Instructions to follow: The records that follow must be transcribed exactly, each one in full.

Exercise material:
──────────

PR #5302, opened 2025-04-04
fix: Prevent the frontend from crashing if Chargebee.js failed to load

rolodato:

## Changes

To reproduce this issue, block the `https://js.chargebee.com/v2/chargebee.js` request from your browser and try to load the Projects listing page:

──────────

Solution to the exercise:
PR #5302, opened 2025-04-04
fix: Prevent the frontend from crashing if Chargebee.js failed to load

rolodato:

## Changes

To reproduce this issue, block the `https://js.chargebee.com/v2/chargebee.js` request from your browser and try to load the Projects listing page:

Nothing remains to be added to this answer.